PR #93, opened 2026-05-02
Add dual-path architecture, --full-sources, --natural flags, and fix FTS5 search

benthomasson:
## Summary

Dual-path architecture for TMS + FTS RAG, three new flags for `reasons ask`, cross-model support improvements, and a critical FTS5 search fix.

### Core changes

1. **`--dual`**: Run TMS and FTS RAG in **separate** LLM calls, then merge both answers in a third call. Avoids cognitive overload from mixing context types in a single prompt. This is the highest-performing configuration across all models tested.

2. **`--full-sources FTS_DB`**: Search an FTS5 index of raw source document chunks alongside beliefs, appending excerpts to context.

3. **`--natural`**: Strip belief IDs, status markers, and justification metadata from context, presenting beliefs as plain natural language paragraphs.

4. **Fix FTS5 search for natural language questions**: Strip stop words, use regex tokenization, relax AND queries down to 50% of terms. Previously, `--simple` mode returned "No matching beliefs" for most questions.

5. **Gemini submodel support** (`gemini:<model>`), `--skip-trust` for headless Gemini CLI, and strip thinking output from ollama models (gemma4).

## Key Finding: Dual-Path Is Model-Tier-Independent

Separating TMS and FTS RAG into focused calls and merging captures both strengths without cognitive overload. The architecture delivers near-perfect results across all model tiers — API and local open-weight.

### Cross-Model Dual-Path (50 general questions, seed=42)

| Model | Type | Dual-Path A/B | A grades | Previous Best |
|---|---|---|---|---|
| Opus | API | **100%** | 37A | 95.5% (TMS) |
| Haiku | API | **100%** | 26A | 76% (hybrid) |
| Sonnet | API | **98%** | 26A | 84% (RAG) |
| gemma4:31b | local 31B | **94%** | 24A | n/a |
| Gemini | API | **92%** | 35A | n/a |
| gemma3:12b | local 12B | **82%** | 23A | n/a |

### Depth-Chain Questions (25, depth 5-22, Opus)

| Configuration | A/B% | A | Completeness |
|---|---|---|---|
| Opus + Dual | 100% | 25 | 4.96 |
| Opus + TMS | 100% | 25 | 4.92 |
| Opus + FTS RAG | 88% | 14 | 2.80 |

### Cognitive Overload (Opus, general questions)

| Configuration | A/B% | A | Notes |
|---|---|---|---|
| Opus + Dual | 100% | 37 | Separate calls + merge |
| Opus + TMS alone | 95.5% | 38 | Structured beliefs only |
| Opus + Hybrid (--full-sources) | 86% | 23 | Mixed context, -9.5 pts |
| Opus + Hybrid + natural | 74% | 19 | Worse overload, -21.5 pts |

### Weaker Model Improvements

| Configuration | A/B% |
|---|---|
| Haiku + Dual | 100% |
| Haiku + natural + sources | 76% |
| Haiku + RAG | 72% |
| Haiku + TMS simple | 40% |
| Sonnet + Dual | 98% |
| Sonnet + RAG | 84% |
| Sonnet + TMS agentic | 42% |

## Test plan

- [x] Smoke test `reasons ask "..." --dual --full-sources rag_fts.db`
- [x] Smoke test `reasons ask "..." --simple --full-sources rag_fts.db`
- [x] Smoke test `reasons ask "..." --simple --natural`
- [x] Batch eval: Opus + dual general (100%, 37A)
- [x] Batch eval: Opus + dual depth (25/25 A)
- [x] Batch eval: Sonnet + dual (98%, 26A)
- [x] Batch eval: Haiku + dual (100%, 26A)
- [x] Batch eval: Gemini + dual (92%, 35A)
- [x] Batch eval: gemma4:31b + dual (94%, 24A)
- [x] Batch eval: gemma3:12b + dual (82%, 23A)
- [x] Batch eval: Opus + hybrid (86% — confirms overload)
- [x] Batch eval: Haiku + natural + sources (76%)
- [ ] Unit tests for new functions

### DIFF
--- a/reasons_lib/api.py
+++ b/reasons_lib/api.py
@@ -1337,7 +1337,7 @@ _STOP_WORDS = frozenset({
     "if", "then", "else", "while", "until", "unless",
     "there", "here", "up", "out", "off",
     "specific", "specifically", "particular", "particularly",
-    "included", "including", "within", "between",
+    "included", "including", "within",
 })
 
 
--- a/reasons_lib/api.py
+++ b/reasons_lib/api.py
@@ -9,7 +9,9 @@ All functions return dicts suitable for JSON serialization.
 
 import json
 import re
+import sqlite3
 import sys
+from itertools import combinations
 from pathlib import Path
 
 from . import Justification
@@ -1343,9 +1345,6 @@ _STOP_WORDS = frozenset({
 
 def _fts_search(query: str, db_path: str) -> list[str]:
     """Search using FTS5 full-text index with porter stemming and progressive relaxation."""
-    import re
-    import sqlite3
-    from itertools import combinations
     try:
         conn = sqlite3.connect(db_path)
         try:
@@ -1421,7 +1420,6 @@ def _format_markdown(net, matched_ids: list[str], neighbor_ids: set[str]) -> str
 
 def _format_json(net, matched_ids: list[str], neighbor_ids: set[str]) -> str:
     """Format results as JSON."""
-    import json
     results = []
     for nid in matched_ids:
         node = net.nodes[nid]
--- a/reasons_lib/api.py
+++ b/reasons_lib/api.py
@@ -1358,10 +1358,15 @@ def _fts_search(query: str, db_path: str) -> list[str]:
 
             results = _fts_query(conn, terms)
 
+            _MAX_RELAXATION_QUERIES = 50
             if not results and len(terms) > 2:
                 min_terms = max(1, len(terms) // 2)
+                budget = _MAX_RELAXATION_QUERIES
                 for n in range(len(terms) - 1, min_terms - 1, -1):
                     for combo in combinations(terms, n):
+                        budget -= 1
+                        if budget < 0:
+                            return results
                         results = _fts_query(conn, list(combo))
                         if results:
                             return results
--- a/reasons_lib/api.py
+++ b/reasons_lib/api.py
@@ -1320,21 +1320,47 @@ def _fts_query(conn, terms: list[str]) -> list[str]:
     return [row[0] for row in cursor.fetchall()]
 
 
+_STOP_WORDS = frozenset({
+    "a", "an", "the", "is", "are", "was", "were", "be", "been", "being",
+    "have", "has", "had", "do", "does", "did", "will", "would", "could",
+    "should", "may", "might", "shall", "can", "need", "must",
+    "in", "on", "at", "to", "for", "of", "with", "by", "from", "as",
+    "into", "through", "during", "before", "after", "above", "below",
+    "between", "under", "over", "about", "against", "along", "among",
+    "and", "but", "or", "nor", "not", "so", "yet", "both", "either",
+    "neither", "each", "every", "all", "any", "few", "more", "most",
+    "other", "some", "such", "no", "only", "own", "same", "than",
+    "too", "very", "just", "also", "now", "how", "what", "when", "where",
+    "which", "who", "whom", "why", "this", "that", "these", "those",
+    "it", "its", "he", "she", "they", "them", "his", "her", "their",
+    "we", "you", "your", "my", "our", "me", "us", "him",
+    "if", "then", "else", "while", "until", "unless",
+    "there", "here", "up", "out", "off",
+    "specific", "specifically", "particular", "particularly",
+    "included", "including", "within", "between",
+})
+
+
 def _fts_search(query: str, db_path: str) -> list[str]:
     """Search using FTS5 full-text index with porter stemming and progressive relaxation."""
+    import re
     import sqlite3
     from itertools import combinations
     try:
         conn = sqlite3.connect(db_path)
         try:
-            terms = [t for t in query.strip().split() if t]
+            raw_terms = re.findall(r'\w+', query)
+            terms = [t for t in raw_terms if t.lower() not in _STOP_WORDS and len(t) > 1]
+            if not terms:
+                terms = [t for t in raw_terms if len(t) > 1]
             if not terms:
                 return []
 
             results = _fts_query(conn, terms)
 
             if not results and len(terms) > 2:
-                for n in range(len(terms) - 1, max(0, len(terms) - 3), -1):
+                min_terms = max(1, len(terms) // 2)
+                for n in range(len(terms) - 1, min_terms - 1, -1):
                     for combo in combinations(terms, n):
                         results = _fts_query(conn, list(combo))
                         if results:
--- a/reasons_lib/ask.py
+++ b/reasons_lib/ask.py
@@ -208,26 +208,32 @@ def _strip_belief_metadata(beliefs_context):
 
 def _search_source_chunks(question, sources_db, top_k=10):
     """Search FTS5 index of source document chunks."""
-    words = re.findall(r'\w+', question)
-    words = [w for w in words if len(w) > 1]
+    from .api import _STOP_WORDS
+
+    raw_words = re.findall(r'\w+', question)
+    words = [w for w in raw_words if w.lower() not in _STOP_WORDS and len(w) > 1]
+    if not words:
+        words = [w for w in raw_words if len(w) > 1]
     if not words:
         return ""
     fts_query = " OR ".join(f'"{w}"' for w in words)
 
     try:
         conn = sqlite3.connect(sources_db)
-        conn.row_factory = sqlite3.Row
-        cur = conn.cursor()
-        cur.execute("""
-            SELECT c.text, c.cluster, c.filename, c.section
-            FROM chunks_fts
-            JOIN chunks c ON c.id = chunks_fts.rowid
-            WHERE chunks_fts MATCH ?
-            ORDER BY chunks_fts.rank
-            LIMIT ?
-        """, (fts_query, top_k))
-        rows = cur.fetchall()
-        conn.close()
+        try:
+            conn.row_factory = sqlite3.Row
+            cur = conn.cursor()
+            cur.execute("""
+                SELECT c.text, c.cluster, c.filename, c.section
+                FROM chunks_fts
+                JOIN chunks c ON c.id = chunks_fts.rowid
+                WHERE chunks_fts MATCH ?
+                ORDER BY chunks_fts.rank
+                LIMIT ?
+            """, (fts_query, top_k))
+            rows = cur.fetchall()
+        finally:
+            conn.close()
     except (sqlite3.OperationalError, sqlite3.DatabaseError):
         return ""
 
@@ -244,9 +250,9 @@ def _search_source_chunks(question, sources_db, top_k=10):
 
 
 FTS_RAG_PROMPT = """\
-You are a Red Hat domain expert answering questions using retrieved document excerpts.
+You are answering questions using retrieved document excerpts.
 
-Below are the most relevant excerpts from Red Hat internal documents, retrieved via
+Below are the most relevant excerpts from source documents, retrieved via
 full-text search. Use them to answer the question. Cite your sources by referencing
 the document filename in [brackets].
 
@@ -340,10 +346,13 @@ def ask(question, db_path="reasons.db", timeout=300, no_synth=False, format=None
 
     Returns the answer text.
     """
+    if dual and not sources_db:
+        raise ValueError("--dual requires --full-sources")
+
     if dual and sources_db:
         print("Dual path: running TMS...", file=sys.stderr)
         answer_tms = ask(question, db_path=db_path, timeout=timeout,
-                         model=model, simple=simple)
+                         model=model, simple=simple, natural=natural)
         print("Dual path: running FTS RAG...", file=sys.stderr)
         answer_fts = _fts_rag_answer(question, sources_db, model=model,
                                      timeout=timeout)
--- a/reasons_lib/ask.py
+++ b/reasons_lib/ask.py
@@ -342,7 +342,10 @@ def ask(question, db_path="reasons.db", timeout=300, no_synth=False, format=None
         natural: strip belief IDs, status markers, and justification metadata
                  from context, presenting beliefs as plain natural language.
         dual: run TMS and FTS RAG in separate calls, then merge the two
-              answers in a third call. Requires sources_db.
+              answers in a third call. Requires sources_db. Makes 3 LLM
+              calls with simple=True (1 TMS + 1 FTS + 1 merge), or up to
+              5 with simple=False (up to 3 TMS tool-loop rounds + 1 FTS
+              + 1 merge). Timeout applies per call.
 
     Returns the answer text.
     """
--- a/reasons_lib/ask.py
+++ b/reasons_lib/ask.py
@@ -15,6 +15,9 @@ from . import api
 from .llm import invoke_model
 
 
+_CITE_RULE = "- Cite belief IDs in [brackets] when referencing specific beliefs."
+_CITE_RULE_NATURAL = "- Do not cite belief IDs. Answer in plain natural language."
+
 ASK_PROMPT = """\
 You are answering a question using a belief network (a Truth Maintenance System).
 Each belief has an ID, text, truth value (IN = held true, OUT = retracted), and
@@ -29,7 +32,7 @@ Rules:
   answer directly. Do NOT call the tool.
 - If you need to search for more beliefs, respond with ONLY a single JSON line
   (no other text). The system will run the search and give you the results.
-- Cite belief IDs in [brackets] when referencing specific beliefs.
+{cite_rule}
 - ONLY answer based on the beliefs provided. Do NOT use your training data or
   general knowledge to fill gaps.
 - If the beliefs are insufficient to answer, respond EXACTLY with:
@@ -52,7 +55,7 @@ Each belief has an ID, text, truth value (IN = held true, OUT = retracted), and
 may have justifications tracing why it is believed.
 
 Rules:
-- Cite belief IDs in [brackets] when referencing specific beliefs.
+{cite_rule}
 - ONLY answer based on the beliefs provided. Do NOT use your training data or
   general knowledge to fill gaps.
 - If the beliefs are insufficient to answer, respond EXACTLY with:
@@ -76,7 +79,7 @@ Each belief has an ID, text, truth value (IN = held true, OUT = retracted), and
 may have justifications tracing why it is believed.
 
 Rules:
-- Cite belief IDs in [brackets] when referencing specific beliefs.
+{cite_rule}
 - ONLY answer based on the beliefs provided. Do NOT use your training data or
   general knowledge to fill gaps.
 - If the beliefs are insufficient to answer, respond EXACTLY with:
@@ -92,11 +95,12 @@ Rules:
 {beliefs_context}"""
 
 
-def build_simple_prompt(question, beliefs_context):
+def build_simple_prompt(question, beliefs_context, natural=False):
     """Build prompt for simple single-pass synthesis — no tool definitions."""
     return SIMPLE_ASK_PROMPT.format(
         question=question,
         beliefs_context=beliefs_context,
+        cite_rule=_CITE_RULE_NATURAL if natural else _CITE_RULE,
     )
 
 
@@ -119,7 +123,7 @@ def extract_tool_call(text):
     return None
 
 
-def build_ask_prompt(question, beliefs_context, tool_history=None):
+def build_ask_prompt(question, beliefs_context, tool_history=None, natural=False):
     """Build the full prompt for LLM synthesis."""
     history_section = ""
     if tool_history:
@@ -135,10 +139,11 @@ def build_ask_prompt(question, beliefs_context, tool_history=None):
         question=question,
         beliefs_context=beliefs_context,
         tool_history=history_section,
+        cite_rule=_CITE_RULE_NATURAL if natural else _CITE_RULE,
     )
 
 
-def build_final_prompt(question, beliefs_context, tool_history=None):
+def build_final_prompt(question, beliefs_context, tool_history=None, natural=False):
     """Build prompt for final synthesis — no tool definition."""
     history_section = ""
     if tool_history:
@@ -154,6 +159,7 @@ def build_final_prompt(question, beliefs_context, tool_history=None):
         question=question,
         beliefs_context=beliefs_context,
         tool_history=history_section,
+        cite_rule=_CITE_RULE_NATURAL if natural else _CITE_RULE,
     )
 
 
@@ -185,6 +191,14 @@ def _strip_belief_metadata(beliefs_context):
         if line.startswith("**Supported by:**"):
             continue
         if line.startswith("**Supports:**"):
+            continue
+        if line.startswith("**Depended on by:**"):
+            continue
+        if line.startswith("**Related nodes:**"):
+            continue
+        if re.match(r'^- \*\*\S+\*\* \((?:IN|OUT)\):', line):
+            continue
+        if line.strip() == "---":
             continue
         out.append(line)
     result = "\n".join(out).strip()
@@ -358,7 +372,7 @@ def ask(question, db_path="reasons.db", timeout=300, no_synth=False, format=None
         if not beliefs_context.strip():
             return NO_BELIEFS_MSG
 
-        prompt = build_simple_prompt(question, beliefs_context)
+        prompt = build_simple_prompt(question, beliefs_context, natural=natural)
         print("Synthesizing (simple)...", file=sys.stderr)
         try:
             response = invoke_model(prompt, model=model, timeout=timeout)
@@ -384,9 +398,9 @@ def ask(question, db_path="reasons.db", timeout=300, no_synth=False, format=None
 
     for iteration in range(MAX_ITERATIONS):
         if iteration == MAX_ITERATIONS - 1:
-            prompt = build_final_prompt(question, beliefs_context, tool_history)
+            prompt = build_final_prompt(question, beliefs_context, tool_history, natural=natural)
         else:
-            prompt = build_ask_prompt(question, beliefs_context, tool_history)
+            prompt = build_ask_prompt(question, beliefs_context, tool_history, natural=natural)
 
         print(f"Synthesizing (round {iteration + 1}/{MAX_ITERATIONS})...",
               file=sys.stderr)
@@ -417,7 +431,7 @@ def ask(question, db_path="reasons.db", timeout=300, no_synth=False, format=None
 
         if iteration == MAX_ITERATIONS - 1:
             print(f"Synthesizing (final)...", file=sys.stderr)
-            prompt = build_final_prompt(question, beliefs_context, tool_history)
+            prompt = build_final_prompt(question, beliefs_context, tool_history, natural=natural)
             try:
                 response = invoke_model(prompt, model=model, timeout=timeout)
             except subprocess.TimeoutExpired:
--- a/reasons_lib/ask.py
+++ b/reasons_lib/ask.py
@@ -229,6 +229,77 @@ def _search_source_chunks(question, sources_db, top_k=10):
     return "\n\n---\n\n".join(parts)
 
 
+FTS_RAG_PROMPT = """\
+You are a Red Hat domain expert answering questions using retrieved document excerpts.
+
+Below are the most relevant excerpts from Red Hat internal documents, retrieved via
+full-text search. Use them to answer the question. Cite your sources by referencing
+the document filename in [brackets].
+
+If the excerpts don't contain enough information to answer the question, say so honestly.
+Do not fabricate information that isn't in the provided excerpts.
+
+## Retrieved Documents
+
+{context}
+
+## Question
+
+{question}
+
+## Instructions
+
+- Answer the question based on the retrieved documents above
+- Cite sources using [filename] notation
+- If information is insufficient, say what you can and note the gaps
+- Be specific and concise
+"""
+
+MERGE_PROMPT = """\
+You are merging two answers to the same question. Each answer was produced
+independently using a different retrieval method:
+
+- Answer A used a structured belief network with dependency chains
+- Answer B used full-text search over source documents
+
+Produce a single merged answer that:
+- Combines information from both answers
+- When both answers cover the same point, use the more specific/detailed version
+- Preserve all citations (belief IDs in [brackets] from Answer A, [filenames] from Answer B)
+- Do not add information that neither answer contains
+- If the answers contradict each other, note the disagreement
+
+## Question
+
+{question}
+
+## Answer A (Belief Network)
+
+{answer_tms}
+
+## Answer B (Source Documents)
+
+{answer_fts}
+"""
+
+
+def _fts_rag_answer(question, sources_db, model="claude", timeout=300):
+    """Run FTS5 RAG over source document chunks and synthesize an answer."""
+    context = _search_source_chunks(question, sources_db)
+    if not context:
+        return "No relevant documents found for this question."
+    prompt = FTS_RAG_PROMPT.format(context=context, question=question)
+    return invoke_model(prompt, model=model, timeout=timeout).strip()
+
+
+def _merge_answers(question, answer_tms, answer_fts, model="claude", timeout=300):
+    """Merge two answers from different retrieval paths."""
+    prompt = MERGE_PROMPT.format(
+        question=question, answer_tms=answer_tms, answer_fts=answer_fts,
+    )
+    return invoke_model(prompt, model=model, timeout=timeout).strip()
+
+
 MAX_ITERATIONS = 3
 
 NO_BELIEFS_MSG = "No matching beliefs found. Cannot answer from the belief network."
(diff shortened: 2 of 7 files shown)


benthomasson:
# Code Review Report

**Branch:** benthomasson/ftl-reasons#93
**Models:** claude, gemini
**Gate:** [BLOCK] BLOCK

## Disagreements

- **reasons_lib/api.py:_fts_search** [MEDIUM]: claude: CONCERN, gemini: BLOCK
- **reasons_lib/ask.py:_strip_belief_metadata** [MEDIUM]: claude: CONCERN, gemini: BLOCK

## claude [CONCERN]

### reasons_lib/api.py:_STOP_WORDS
**Verdict:** CONCERN
**Correctness:** QUESTIONABLE
**Spec Compliance:** N/A
**Test Coverage:** UNTESTED
**Integration:** WIRED

The stop word list includes "between" twice — once in the prepositions block (line 1329) and again in the final catch-all block (line 1340). This is harmless (frozenset deduplicates), but signals the list was assembled without a final pass. More substantively, some domain-relevant words are included as stop words that could cause false negatives in a belief network context: "not", "no", "need", "must", "should", "before", "after" all carry semantic weight in reasoning. A query like "what must happen before X" would be stripped to just "happen X". No tests validate the stop word filtering behavior.

### reasons_lib/api.py:_fts_search
**Verdict:** CONCERN
**Correctness:** QUESTIONABLE
**Spec Compliance:** N/A
**Test Coverage:** UNTESTED
**Integration:** WIRED

The progressive relaxation change (`min_terms = max(1, len(terms) // 2)`) is more aggressive than before — for 6 terms, the old code tried 5 and 4 (removed 1–2 terms), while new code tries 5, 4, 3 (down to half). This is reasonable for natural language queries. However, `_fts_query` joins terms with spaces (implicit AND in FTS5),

▶ What to work on: In the listing, find every line with the word "third" and return it.

▶ Solution below:
1. **`--dual`**: Run TMS and FTS RAG in **separate** LLM calls, then merge both answers in a third call. Avoids cognitive overload from mixing context types in a single prompt. This is the highest-performing configuration across all models tested.
-              answers in a third call. Requires sources_db.
+              answers in a third call. Requires sources_db. Makes 3 LLM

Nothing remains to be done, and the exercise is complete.